The Northeast Georgia Council for the Boy Scouts of America hosted the annual American Values Dinner on Thursday at the Chattahoochee Country Club to honor three local heroes and support scouting.

Gene Beckstein, Gus Whalen and Nell Wiegand were presented with the Ralph Cleveland Distinguished Citizen Award.

"Our goal is to get the community together, have a good time, enjoy a nice meal; and we honor three community citizens with the distinguished citizen award," said Terry Whitaker, senior district executive for the Boy Scouts. "And it, in turn, it’s a fundraiser for the local Boy Scouts."

Whitaker said the honorees were chosen for their contributions to their community.

The honorees felt it was not only special to be honored by the Boy Scouts but to share the distinction with each other.

"I am just overwhelmed, I really am. I cannot think of a better honor than the Boy Scouts. And, of course, being with two such distinguished gentlemen," Wiegand said.

Wiegand was among the first volunteers when Hall County Hospital opened its doors in 1951. She worked in the Bright Spot, the gift shop and snack bar that featured sandwiches, cookies and cakes made in the homes of volunteers.

In 1986, she became the founding chairwoman of The Medical Center Foundation, the philanthropic arm of Northeast Georgia Medical Center and Health System. She also served on the Hospital Authority board from 1975 to 1992. She served on the Northeast Georgia Medical Center board for eight years and founded the advisory board at the medical center.

Beckstein is the founder of Good News at Noon, an outreach to the homeless and hungry. The program originally was operated out of the community building at Melrose Apartments. It now has a building on Davis Street that has a shelter with 13 beds for the homeless and an after-school program that provides a safe place to study for 90 children.

Good News at Noon was the first home of the Good News Clinic, a free medical and dental clinic that now operates independently of Beckstein’s mission.

Beckstein brought guests who have been helped by Good News at Noon.

"I brought the homeless guys here, because of their changed lives I’m getting the award," Beckstein said. "It’s amazing."

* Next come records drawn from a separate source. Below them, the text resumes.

PR #131, opened 2026-06-14
fix(mcp): serialize logical_symbol_id as a string across serde boundaries (#130)

### LINKED ISSUE #130: MCP: large i64 ids (logical_symbol_id) lose precision as JSON numbers — accept as strings
## Symptom
Passing a `logical_symbol_id` to an MCP tool (e.g. `memory_rebind`, `memory_for_symbol`, `symbol_lookup`) fails with `-32603 logical_symbol_id <wrong-number> not found`. The id is silently rounded in transit, e.g. `2574604874062343519` → `2574604874062343700`.

## Root cause
`logical_symbol_id` is a content-derived 64-bit hash (~2.5e18), far above JSON/JS safe-integer range 2^53 (~9e15). MCP clients parse JSON numbers as f64, so the value can't round-trip losslessly. The arg structs in `crates/rag-rat-mcp/src/tools/mod.rs` type it as `Option<i64>` and accept it as a JSON number.

## Impact
Any MCP tool field carrying a large i64 id is effectively unusable from MCP clients. The CLI is unaffected (it takes the id as a base-10 string). `symbol_id` (small AUTOINCREMENT rowid) is JSON-safe but churns on reindex, so it's not a durable substitute.

## Fix
Accept large ids as **strings** at the MCP arg boundary — a serde `deserialize_with` that takes string-or-number and parses to i64 — for `logical_symbol_id` (and audit other i64 id fields: `start_logical_symbol_id`, `end_logical_symbol_id`, edge ids if hash-derived). Keep emitting them as strings in tool output too, so a round-trip (read an id from one tool, pass to another) is lossless.

## Workaround
Bind/anchor via a JSON-safe target (bare `path`, `commit_hash`, `github`) or use the CLI `rag-rat memory rebind` for logical_symbol_id.

Found while fixing #128 (memory_rebind routing). Severity: P2.

skakri:
## Problem

`logical_symbol_id` is a content-derived 64-bit hash (~2.5e18), far above JSON's 2^53 safe-integer range. As a JSON **number** it can't round-trip: a client that parses numbers as f64 (every JS-based MCP client) silently rounds it — `2574604874062343519` → `2574604874062343700` — so the id is corrupted before the server ever sees it. Every MCP tool taking `logical_symbol_id` (`memory_rebind`, `memory_for_symbol`, `symbol_lookup`, …) was effectively unusable; only the CLI (string arg) worked.

## Fix

These ids now cross **every** serde boundary (CLI `--json`, MCP JSON, MCP TOON) as a **string**.

New `crate::serde_big_id` helper:
- `big_id` (i64) / `big_id_opt` (Option<i64>) — serialize → string; deserialize → accept **string or number** (back-compat for in-range values and older clients).

Applied to:
- **Output** (serialize → string): `SymbolHit`, `LogicalSymbolHit`, `GraphTraversalQuery`, `LogicalSymbol`, `CompareGraphTextQuery`, `RepoMemoryBinding`, `RepoMemoryCallPath`.
- **Input** (deserialize string-or-number): `RepoMemoryBindTarget` + the MCP arg structs, with `#[schemars(with = "Option<String>")]` so the advertised input schema asks clients for a string. `#[serde(default)]` keeps the fields optional now that a custom deserializer is attached.

Small rowids (`symbol_id`/`chunk_id`/`edge_id`) stay numbers — they're within JSON's safe range.

## Tests
- `serde_big_id` unit tests: serialize-as-string, >2^53 lossless round-trip, deserialize from string/number/null.
- The in-process MCP memory test now reads `logical_symbol_id` from `symbol_lookup` output **as a string** and passes it back through the arg structs into `memory_create`/`memory_for_symbol`/`impact_surface` — proving the end-to-end round-trip (the fixture's id is a content-hash > 2^53). It would have failed (`as_i64` → None) before the fix.

Full workspace tests, clippy, and `cargo +nightly fmt` clean.

## Compatibility note
CLI `--json` and MCP output now emit these ids as JSON strings instead of numbers. Pre-1.0; correct per JSON's integer limits. Deserialize still accepts numbers, so existing in-range callers keep working.

Fixes #130

### DIFF
--- a/crates/rag-rat-core/src/lib.rs
+++ b/crates/rag-rat-core/src/lib.rs
@@ -7,6 +7,7 @@ pub mod locks;
 pub mod output;
 pub mod query;
 pub mod search;
+pub mod serde_big_id;
 pub mod storage;
 pub mod watch;
 
--- a/crates/rag-rat-core/src/query/graph/mod.rs
+++ b/crates/rag-rat-core/src/query/graph/mod.rs
@@ -50,6 +50,8 @@ pub struct GraphTraversalReport {
 pub struct GraphTraversalQuery {
     pub tool: String,
     pub symbol_id: Option<i64>,
+    // Content-derived 64-bit hash > 2^53 — emit as a string so JSON clients don't round it (#130).
+    #[serde(serialize_with = "crate::serde_big_id::big_id_opt::serialize")]
     pub logical_symbol_id: Option<i64>,
     pub symbol_path: String,
     pub resolution: String,
@@ -57,6 +59,7 @@ pub struct GraphTraversalQuery {
 
 #[derive(Debug, Clone, Serialize)]
 pub struct LogicalSymbol {
+    #[serde(serialize_with = "crate::serde_big_id::big_id::serialize")]
     pub logical_symbol_id: i64,
     pub qualified_name: String,
     pub variant_count: u64,
@@ -174,6 +177,8 @@ pub struct CompareGraphTextReport {
 #[derive(Debug, Serialize)]
 pub struct CompareGraphTextQuery {
     pub symbol_id: Option<i64>,
+    // Content-derived 64-bit hash > 2^53 — emit as a string so JSON clients don't round it (#130).
+    #[serde(serialize_with = "crate::serde_big_id::big_id_opt::serialize")]
     pub logical_symbol_id: Option<i64>,
     pub symbol_path: String,
     pub pattern: String,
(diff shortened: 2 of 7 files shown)


skakri:
Good catch @chatgpt-codex-connector — fixed in the latest commit. The numeric deserialize path is now bounded to ±(2^53-1) (`MAX_SAFE_INTEGER`); a `logical_symbol_id` arriving as a JSON number above that is rejected with a clear "pass it as a string" error rather than silently binding a possibly-rounded id. The string path is unbounded (exact). Added `unsafe_number_is_rejected_so_a_rounded_id_never_silently_binds` plus a boundary-value (`2^53-1`) back-compat assertion.

PR #136, opened 2026-06-14
feat: crates.io version check surfaced to agents + operators (opt-out via rag-rat.toml)

skakri:
Surfaces "a newer rag-rat is published" to the agent — and through it the operator — with the exact update command, so a stale install gets noticed instead of silently lagging.

## What it does
- **`core::version_check`** — the one HTTP call in core (`ureq`, rustls, 4s timeout, mandatory `User-Agent` since crates.io 403s without one). **Fail-open**: offline / non-200 / parse miss → no version info, never an error. Result is **cached** to `<index-dir>/version-check.json`.
- **Surfaces**:
  - SessionStart digest line: `rag-rat 0.5.0 (latest on crates.io)`, or when behind `⚠ rag-rat update available: 0.5.0 → 0.6.0 — run \`cargo install rag-rat --force\``.
  - `index_status` MCP tool gains a structured `version` field: `{ current_version, latest_version, update_available, update_command, checked_at_ms }`.
- **Never blocks**: the digest and `index_status` only *read* the cache. The network refresh runs **out of band** — a detached thread on the long-lived `rag-rat mcp` server (once/day TTL), or synchronously via the new **`rag-rat version-check`** command.
- **Opt-out**: `[version_check] enabled = false` in `rag-rat.toml` (default opted in) → zero network calls. Documented in `docs/config.md`.

## Design notes
- HTTP (`ureq`) added at the **core edge** deliberately — per the request, it's reused by future GitHub/GitLab/Bitbucket REST integration. rustls (no system OpenSSL); gzip off (responses are tiny).
- Version compare is lenient numeric semver (`major.minor.patch`, pre-release/build stripped); if either side won't parse, no update is claimed.

## Verification
- Unit tests: version compare, status builder (update/up-to-date/unknown), `needs_refresh` TTL, cache round-trip, config opt-out parse.
- Live: `rag-rat version-check --json` fetched crates.io (`latest 0.5.0`); MCP `index_status` shows the `version` field; SessionStart digest renders the line.
- Full `cargo test` (core 363 + mcp/cli), `cargo clippy --all-targets`, `cargo +nightly fmt` clean.

The many one-line diffs in tests/`watch.rs`/`query_api.rs`/bench harness are just the new `version_check: Default::default()` field on `Config` literals.

### DIFF
--- a/Cargo.lock
+++ b/Cargo.lock
@@ -3162,6 +3162,7 @@ dependencies = [
  "tree-sitter-kotlin-ng",
  "tree-sitter-rust",
  "tree-sitter-typescript",
+ "ureq 2.12.1",
 ]
 
 [[package]]
--- a/Cargo.toml
+++ b/Cargo.toml
@@ -41,6 +41,9 @@ serde_json = "1.0"
 sha2 = "0.11"
 thiserror = "2.0"
 tokio = { version = "1.48", features = ["rt-multi-thread", "macros", "io-std"] }
+# Minimal blocking HTTP for the crates.io version check (and future GitHub/GitLab/Bitbucket REST).
+# rustls (no system OpenSSL); gzip off — the responses are tiny. The only HTTP at the core edge.
+ureq = { version = "2", default-features = false, features = ["tls"] }
 # TOON (Token-Oriented Object Notation): the default render for CLI + MCP output. ~34% fewer tokens
 # than compact JSON on uniform-row payloads, neutral on nested ones — see rag_rat_core::output.
 # default-features = false drops its `cli` feature (ratatui/crossterm/arboard/syntect/tiktoken-rs/…)
--- a/crates/rag-rat-cli/src/claude_hook.rs
+++ b/crates/rag-rat-cli/src/claude_hook.rs
@@ -286,8 +286,12 @@ fn version_line(status: &rag_rat_core::version_check::VersionStatus) -> Option<S
             "\n⚠ rag-rat update available: {} → {} — run `{}`\n",
             status.current_version, latest, status.update_command
         ))
-    } else {
+    } else if latest == status.current_version {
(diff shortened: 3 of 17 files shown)


skakri:
Addressed in 18fadcf + the coverage commit:

**Periodic refresh (the P2):** `spawn_detached_version_refresh` is now a **poll loop**, not startup-only — it refreshes-if-stale, then sleeps a 6h cadence and re-checks, so a release that lands while the MCP server stays up across the daily TTL is picked up within the TTL (no restart / manual `version-check` needed). The actual crates.io call is still gated by `needs_refresh` (~once/TTL), fail-open and non-blocking; the thread dies with the process and a hot-upgrade re-exec re-spawns it.

**Coverage:** added tests for the previously-thin paths — `parse_latest_response` (valid/malformed/missing/non-string, network-free), `cached_status` enabled (cache present + absent), the pure `version_line` digest formatter (behind / up-to-date / unknown), and an MCP test that `index_status` surfaces the `version` field. The remaining uncovered lines are the I/O edges (the actual crates.io GET, the cache write, the poll thread, and the CLI command's print path).

skakri:
@codex review

skakri:
All three addressed:

- **Null shape (P2):** dropped `skip_serializing_if` on `latest_version`/`checked_at_ms` — they now serialize as `null` when unknown instead of vanishing, so the version object has a stable shape consumers can test `latest_version == null` against. Added a serialization test.
- **Fresh result before cache (P2):** `refresh()` now returns the fresh `CachedVersion`; `version-check` reports that directly and only falls back to `read_cache` when the network fetch itself failed — so a successful check still reports even if the cache write didn't land (read-only checkout / full disk).
- **Ahead-of-latest (P3):** `version_line` now three-ways — behind → update nag; equal → `(latest on crates.io)`; local build ahead of the published latest → `(ahead of crates.io latest X)` rather than claiming it's the latest. Added a test.

Issue #139, opened 2026-06-14
grep-augment 'Indexed hits' are duplicated (same chunk emitted 2-3x)


skakri:
## Problem
The grep-augment digest's **Indexed hits** block repeats the identical chunk multiple times. Observed many times this session, e.g.:

```
- crates/rag-rat-cli/src/claude_hook.rs:67-67 — const SEARCH_COMMANDS ...   (×3 identical)
- crates/rag-rat-mcp/src/tools/handlers.rs:413-464 — ...                    (×3 identical)
- crates/rag-rat-core/src/index/ai/store.rs:338-353 — ...                   (×3 identical)
- crates/rag-rat-core/src/query/grep_augment.rs duplicate memory lines too
```

The same `path:start-end` chunk (and sometimes the same bound memory) appears 2–3× in one digest. It wastes tokens and reads as broken.

## Likely site
The lexical/indexed-hits lane in `crates/rag-rat-core/src/query/grep_augment.rs::compose` — the indexed-hits rendering appears to lack a dedup by `(path, start_line, end_line)` (or chunk id). The memory lane already has insertion-order dedup (`seen` set, grep_augment.rs ~220); the indexed-hits list seems to miss the equivalent. Possibly the same chunk is returned once per matching lane/term and not collapsed.

## Fix
Dedup indexed hits by chunk identity (path + line span, or chunk_id) before rendering, preserving first-seen order — mirroring the memory lane's existing dedup.

## Repro
Run any rag-rat-augmented `grep` for a symbol that has a few near-identical matches; the digest's Indexed hits show repeats. (Reproduced continuously this session.) Found while reviewing augmentation quality.

Issue #109, opened 2026-06-14
Spike: code-specific reranker over hybrid (BM25+vector) candidates


skakri:
**Spike.** Add a second-stage reranker over the top-k hybrid (BM25+vector) candidates using a code-trained cross-encoder or ColBERT-style late-interaction model (CodeRankEmbed / CoRNStack reranker is small + open). Ship as an optional installed model like the existing embedders.

**Why it helps an agent:** dramatically better top-3 precision → the agent reads the *right* chunk first instead of the 7th. Fewer tool round-trips, less context burned. Research consensus: reranking moves code-retrieval quality more than ANN does.

**Scope:** rerank stage after `search/lexical.rs` candidate generation; optional model in the model manifest; measure lift on the commit-replay eval (#120).

Ref: `docs/plans/2026-06-14-agent-value-strategy.md` §4.2.

skakri:
Cross-link: the grep-augment lane is a concrete consumer of this reranker. The augmentation design (see #138) wants E5 dual-use — the same embedder powers a SetFit intent gate *and* this candidate reranker (with a confidence floor that can inject nothing). Justifying E5 across both is what makes adding the dependency worth it; see #138 for the full layering + distribution (base = rules-only, E5 opt-in via `models install`).

skakri:
## Resolved — the reranker spike is concluded (both families measured).

Built and A/B'd two rerankers over the hybrid candidates on the #120 commit-replay eval (200 cases, at-head). recall@3 was added as the top-3-precision metric — a within-top-10 reorder can't move recall@10, and mrr@10 is near-saturated.

- **Structure-aware graded-git rerank** (grade the binary git signal into a recency/churn magnitude + generated/test demotion, at the inner wide-pool site): **+0.008 recall@3 — within noise** (19 cases up / 12 down). Ships behind `[search] graded_git_rerank`, **off by default**.
- **Code cross-encoder** (bge-reranker-base over the top-50): **−0.075 recall@3, −0.147 mrr@10, +24s/query (18× slower)** — actively *hurts*. A general NL cross-encoder mis-ranks (commit message, code) by construction. Rejected, not shipped.

### Why reranking doesn't win here (ceiling analysis)
[...]

PR #140, opened 2026-06-14
fix(grep-augment): skip pipe-incidental greps + dedup indexed hits (#138, #139)

### LINKED ISSUE #138: grep-augment hook fires on incidental `grep` in pipelines (cargo/gh/git | grep), injecting irrelevant context
## Problem
The PreToolUse grep-augment hook triggers whenever a Bash command contains one of `SEARCH_COMMANDS` (`crates/rag-rat-cli/src/claude_hook.rs:67` — `["grep", "rg", "ag"]`), regardless of whether grep is the *primary* command or just a downstream **pipe filter** on another tool's output. In a real working session the majority of grep usages are filters, e.g.:

```
cargo clippy ... | grep -E "warning:|error"
cargo test ...   | grep -E "test result"
gh run view ...  | grep -iE "error|fatal"
git log ...      | grep -i "import.scope"
```

For these, the "search pattern" is a log-filter alternation (`error|warning`, `test result`), not a code search. The hook strips the regex and matches it against memories/symbols, surfacing **near-random, irrelevant context** — observed this session: a `cargo clippy | grep` fired the "Vector search is a brute-force flat scan" memory; a `git push` pipeline fired "Memory relocation requires a content-hash match." Pure token overhead on most Bash calls.

## Impact
Low signal-to-noise across a session: high value when it hits a genuine code search, but it fires far more often on incidental pipe-greps where it injects noise + costs tokens (and the model has to read past it).

## Fix ideas
- Only trigger when the search command is the **primary** command, not a pipe consumer: if the command contains `|` and the grep/rg/ag is downstream of another tool (`cargo`/`gh`/`git`/`cargo test`/etc.), skip augmentation.
- And/or suppress when the pattern looks like an **output filter** rather than a source search: a regex alternation of log-ish tokens (`error|warning|test result|FAILED|...`), or a pattern with no plain identifier after regex-stripping.
- Conservative bar: augment standalone `grep/rg/ag <pattern> <paths>` over source; skip `<cmd> | grep <filter>`.

Trigger logic: `extract_search` / `SEARCH_COMMANDS` in `crates/rag-rat-cli/src/claude_hook.rs`. Found while reviewing rag-rat augmentation quality across a long session.

skakri:
The two concrete augmentation-quality fixes from the session review.

### #138 — stop firing on incidental pipe-greps
The PreToolUse hook triggered whenever a Bash command *contained* `grep`/`rg`/`ag`, including when it merely filters another tool's output (`cargo test | grep "result"`, `gh run view | grep -i error`, `cargo clippy | grep -E warning`). It then matched the log-filter pattern against memories/symbols and injected near-random context — noise on the majority of Bash calls.

`split_top_level` now tags each segment with a **`piped`** flag (true iff preceded by a single `|`; `||`/`&&`/`;`/`&`/first-segment are not piped), and `parse_bash_search` **skips a search command that consumes a pipe**. A grep that is the pipeline *head* (`rg foo | head`) or a sequenced command (`cd x && rg …`) is a real search and still matches. Aligns with the existing "false negatives are fine, false positives are not" contract.

The prior test that asserted `git log | rg fix` → matches `fix` encoded exactly this bug — moved to the negatives.

### #139 — dedup "Indexed hits"
The lexical lane rendered the same chunk 2–3× when `search_lexical_only` returned it more than once (one row per matched FTS term), capped at `MAX_LEXICAL_HITS=3` → up to 3 identical lines. Extracted `lexical_lines_from_hits` and dedup by `(path, start, end)` after the relevance floor, preserving rank order.

## Tests
- `bash_parser_table`: + pipe-incidental negatives (`git log | rg fix`, `cargo test | grep result`, `gh run view | grep -i error`, `cargo clippy | grep -E warning`) and a pipeline-head positive (`rg foo | head`).
- `lexical_lines_dedup_chunks_and_apply_floor`: a chunk repeated 3× collapses to one line; a below-floor hit is dropped.
- Full `cargo test` (core query + cli claude_hook), clippy `--all-targets`, `cargo +nightly fmt` clean.

The deeper layers (symbol-resolution gate, SetFit-E5 intent tiebreaker, reranker) remain tracked in #138's design comment + #109/#112; this PR is Layer 1 + the dedup.

Fixes #138, #139

### DIFF
--- a/crates/rag-rat-cli/src/claude_hook.rs
+++ b/crates/rag-rat-cli/src/claude_hook.rs
@@ -102,7 +102,7 @@ pub fn parse_bash_search(command: &str) -> Option<(String, Option<String>)> {
         return None; // substitution: ambiguous
     }
     // Split into pipeline/sequence segments; examine each for a search command.
-    for segment in split_top_level(command) {
+    for (piped, segment) in split_top_level(command) {
         let tokens = shell_tokens(&segment)?;
         let mut tokens = tokens.as_slice();
         // Skip env-var prefixes (FOO=bar) before the command word.
@@ -115,6 +115,14 @@ pub fn parse_bash_search(command: &str) -> Option<(String, Option<String>)> {
             return None; // grep as an argument of these is ambiguous
         }
         if !SEARCH_COMMANDS.contains(&base) {
+            continue;
+        }
+        // A search command DOWNSTREAM of a pipe is filtering another tool's output
+        // (`cargo test | grep …`, `gh … | rg …`), not a code search — skip it so augmentation
+        // doesn't fire on incidental greps (#138). A grep that is the pipeline HEAD (`grep … |
+        // head`) or a sequenced command (`cd x && rg …`) is a real search and still
+        // matches.
+        if piped {
             continue;
         }
         let mut pattern: Option<String> = None;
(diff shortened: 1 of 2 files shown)


skakri:
Addressed the `|&` review + an adversarial pass over the implementation:

- **`|&` (P2, you + an adversarial review both caught it):** `|&` is bash shorthand for `2>&1 |` — the `&` arm was resetting `piped=false`, so `cargo test |& grep result` still augmented. The `|` arm now recognizes `|&` and keeps the next segment piped; `||` stays non-piped. Added `cargo test |& grep result` / `cargo clippy |& rg warning` to the negatives.
- **Symbol lane dedup (adversary found it live):** the `#139` duplicate-render defect also affected the *symbol* lane (`symbol::lookup` returns one row per overload/cfg-variant/re-export → N identical 'Known symbols' lines — visible in this session as `clusters.rs:104` ×3). Now deduped within the call by `(path, qualified_name)`; test `symbol_lane_dedups_duplicate_rows` (3 dup rows → one line).

The adversary otherwise found only acceptable-per-contract false negatives (e.g. `cd x | rg foo`) and unreachable cases (all-negative lexical scores, given the scoring is strictly positive). All tests green; clippy clean.

skakri:
@codex review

Whalen is the grandson of E.K. Warren, founder of the Warren Featherbone Co., which manufactured children’s clothing in Gainesville for many years. A longtime civic leader in Gainesville, Whalen is the founder of Featherbone Communiversity, the former clothing factory that now houses the nursing school of Brenau University, Interactive Neighborhood for Kids and the Manufacturing Development Center of Lanier Technical College.

The annual American Values Dinner is a primary fundraiser for the Northeast Georgia Council of the Boy Scouts of America. The event was co-chaired by local community leaders Kurt Hansen and Scott McGarity.

Whitaker said he hopes the event will raise more than $100,000 for scouting.

The keynote speaker was local businessman John Addison, co-chief executive officer of Primerica Financial Services.